Mohamed Mursi has told an Egyptian court that he is still the country’s president, as his trial was put back until January 8 amid chaotic scenes.
Proceedings in Cairo were first delayed after the deposed leader refused to wear a white prison uniform, instead wearing a dark suit.
As they got underway Mursi interrupted the session repeatedly, chanting “down with military rule”.
He also gave the Muslim Brotherhood hand gesture to express his disgust at a raid in August on a protest camp by security forces, who shot dead more than 200 people there at the height of their action against the Islamists.
Amid the noise and disruption the judge announced the trial’s adjournment.
State TV broadcast footage of Mursi in court, the first time he has been seen publicly since he was ousted from power in July.
The former president and 14 other Brotherhood members are charged with inciting the killing of protesters outside the presidential palace as opposition to Mursi’s rule spread.
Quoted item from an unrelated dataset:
PR #14789, opened 2026-01-31
🐛 Fix TYPE_CHECKING annotations for Python 3.14 (PEP 649)

mgu:
PR #14485 fixed support for if TYPE_CHECKING, non-evaluated stringified annotations, when using `from __future__ import annotations`.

Heavy security outside the court and across the country is a reminder of the military crackdown earlier this year which saw hundreds of Mursi supporters killed and thousands more arrested.
Mursi replaced Hosni Mubarak as Egyptian president following a democratic election, but over the course of his 13 months in office he fell into conflict with a number of key institutions.
As discontent spread, the army stepped in and removed him from power in July.
Now banned, the Muslim Brotherhood has vowed to keep up street protests.
After the adjournment, state TV said Mursi was flown to a jail in the northern city of Alexandria.
Western allies have been dismayed by the military establishment’s return to the forefront of power in Cairo, prompting Washington to cut some military aid and call for free, transparent trials for all Egyptians.
The uprising that toppled Mubarak in 2011 had raised hopes that Egypt would embrace democracy and human rights and eventually enjoy economic prosperity.
Instead, the power struggle between the Brotherhood and the army-backed government has created more uncertainty.